Corentin se laissait faire, Corentin prenait place devant Bel-Argent. Corentin, pleurant d’attendrissement, se demandait, disons-nous, si, lui, Jacquemin, en une occasion semblable, eût invité Bel-Argent, et, tout en versant ces larmes de félicité que nous signalions, allongeait déjà la main vers le flacon…

– Je t’invite, dit Bel-Argent. Mais tu me diras la vérité!

– Quelle vérité? balbutia Corentin assombri.

– Je suis bon prince, dit Bel-Argent. Mange et bois, d’abord. Tu ne me le diras que quand tu n’auras plus ni faim ni soif…

– Que faudra-t-il que je te dise, au nom du ciel!

– S’il est vrai ou faux, énonça gravement Bel-Argent. Corentin eut un sursaut de fureur. Corentin frémit dans son orgueil outragé. Corentin loucha terriblement sur son nez. Mais que sont la fureur et l’orgueil quand l’estomac est vide et la gorge desséchée? Corentin connut l’humiliation suprême: ce flacon de vin qu’il rêvait de briser sur la tête de son adversaire, il se contenta de s’en verser un plein gobelet qu’il vida avec délices.

– À la fin du repas, n’oublie pas! insista Bel-Argent.

Corentin poussa un gémissement, mais la venaison était friande, le pâté de Mme Grégoire avait merveilleux aspect, la volaille rôtie épandait un délicieux parfum.

– À la fin du repas, soit! dit-il.

– Enfin, je connaîtrai donc ce mystère! jubila outrageusement Bel-Argent. Je n’en dormais plus. La nuit, je me réveillais pour me demander: «Est-il vrai? Est-il faux?…» Et je me disais: «Jusqu’au jour où Corentin lui-même ne m’aura pas juré qu’il est vrai, je croirai qu’il est faux!…» Et encore, lorsque Corentin m’aura fait ce serment, faudra-t-il que je m’assure par moi-même…

– Ça!… Jamais de la vie! rugit Jacquemin.

– Quoi?…

– Tu n’y toucheras pas!…

Bel-Argent hocha la tête de l’air d’un homme qui se sent repris par un doute cruel. Mais peut-être au fond, était-il moins diable qu’il n’en avait l’air, car il conclut avec une modestie qui parut à Jacquemin une nouvelle humiliation:

– Je devrai donc me contenter de ta parole… Mange, va! mange et bois; je m’en contenterai.
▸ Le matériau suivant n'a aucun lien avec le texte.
PR #357, opened 2025-06-02
Refactor mediaAtomData to mediaAtom on the facia content collection model

abeddow91:
## What does this change?
Refactor mediaAtomData to mediaAtom on the facia content curation collection model

This is so that we have access to the whole atom, rather than just the media atom data. The whole atom is required downsteam as the atom id is nested at the top of the model, not on the media atom. Without the ID, the media atom cannot be modeled by Frontend and passed to the rendering layer, DCR

This revision means we now validate in the consumer that the atom is of type media.   

This PR addresses some formatting so it is advised to review without whitespace changes to help reduce noise.

## How to test
Use the preview version of this branch and use it in Frontend. Validate that facia-press correctly adds a mediaAtom to any article that has either a main media or replacement video. 

## Accessibility

## Deployment

### DIFF
--- a/fapi-client/src/main/scala/com/gu/facia/api/models/collection.scala
+++ b/fapi-client/src/main/scala/com/gu/facia/api/models/collection.scala
@@ -4,7 +4,7 @@ import com.gu.contentapi.client.ContentApiClient
 import com.gu.contentapi.client.model.v1.{Content, ItemResponse}
 import com.gu.contentatom.thrift.{Atom, AtomData}
 import com.gu.contentatom.thrift.atom.media.MediaAtom
-import com.gu.facia.api.contentapi.{ItemQueries, LatestSnapsRequest, LinkSnapsRequest}
+import com.gu.facia.api.contentapi.{ LatestSnapsRequest, LinkSnapsRequest}
 import com.gu.facia.client.models.{CollectionJson, SupportingItem, TargetedTerritory, Trail}
 import org.joda.time.{DateTime, DateTimeZone}
 import com.gu.facia.api.utils.BoostLevel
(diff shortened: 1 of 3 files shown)


fapi-client/src/main/scala/com/gu/facia/api/models/collection.scala
```diff
@@ -4,7 +4,7 @@ import com.gu.contentapi.client.ContentApiClient
 import com.gu.contentapi.client.model.v1.{Content, ItemResponse}
 import com.gu.contentatom.thrift.{Atom, AtomData}
 import com.gu.contentatom.thrift.atom.media.MediaAtom
-import com.gu.facia.api.contentapi.{ItemQueries, LatestSnapsRequest, LinkSnapsRequest}
```
abeddow91, line 7: Linting : unused import

fapi-client/src/main/scala/com/gu/facia/api/models/collection.scala
```diff
@@ -155,19 +152,21 @@ object Collection extends StrictLogging {
...
+          if (!isExpired(mediaData.media)) {
+            true
+          } else {
+            logger.warn(s"Media atom is expired in ${id}")
+            false
+          }
+        case _ =>
+          logger.warn(s"No valid media atom found in ${id}")
+          false
+      }
```
abeddow91, line 167: We use the same case match for replacement or main media videos so I've extracted it here.

fapi-client/src/main/scala/com/gu/facia/api/models/collection.scala
```diff
@@ -118,35 +126,24 @@ object Collection extends StrictLogging {
...
-              case Some(_: AtomData.Media) =>
-                logger.warn(s"Media atom $atomId is expired")
-                None
-
-              case _ =>
-                logger.warn(s"No valid media atom found in CAPI response for ID $atomId")
-                None
-            }
+            response.media.flatMap(atom =>
+              if (isValidMediaAtom(atom, atomId)) Some(atom) else None
```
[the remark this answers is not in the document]
abeddow91: Thanks, I've updated to the `Option.when` syntax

Corentin mangea et but. Les flacons se succédèrent avec rapidité. Corentin dut s’avouer que Bel-Argent était un hôte généreux. Il y avait deux heures que les deux compères étaient à table; depuis longtemps, ils avaient fini de manger, mais leur soif paraissait de plus en plus intense; tous deux, d’ailleurs, avaient parfaitement oublié, l’un son enragée question, l’autre la réponse qu’il devait faire sous la foi du serment; ils en étaient aux confidences; ils se racontaient leurs aventures sans s’écouter et parlant tous deux à la fois, et Corentin finissait par bredouiller avec obstination cette demande:

– Qui suis-je? Que suis-je? Le sais-tu, toi?… Eh bien, moi, je ne le sais plus au juste… Suis-je un comte breton? Suis-je décidément le seigneur Jacquemin de Corentin?…

Lorsque, tout à coup, plusieurs hommes vêtus de noir et conduits par un sergent de la prévôté entrèrent dans la salle de la Devinière, s’avancèrent vers maître Grégoire, qui déjà pâlissait et tremblait, et à haute voix, à haute et sévère voix, le sergent prononça:

– Au nom du roi! Conduisez-nous à l’instant auprès du seigneur Jacquemin de Corentin!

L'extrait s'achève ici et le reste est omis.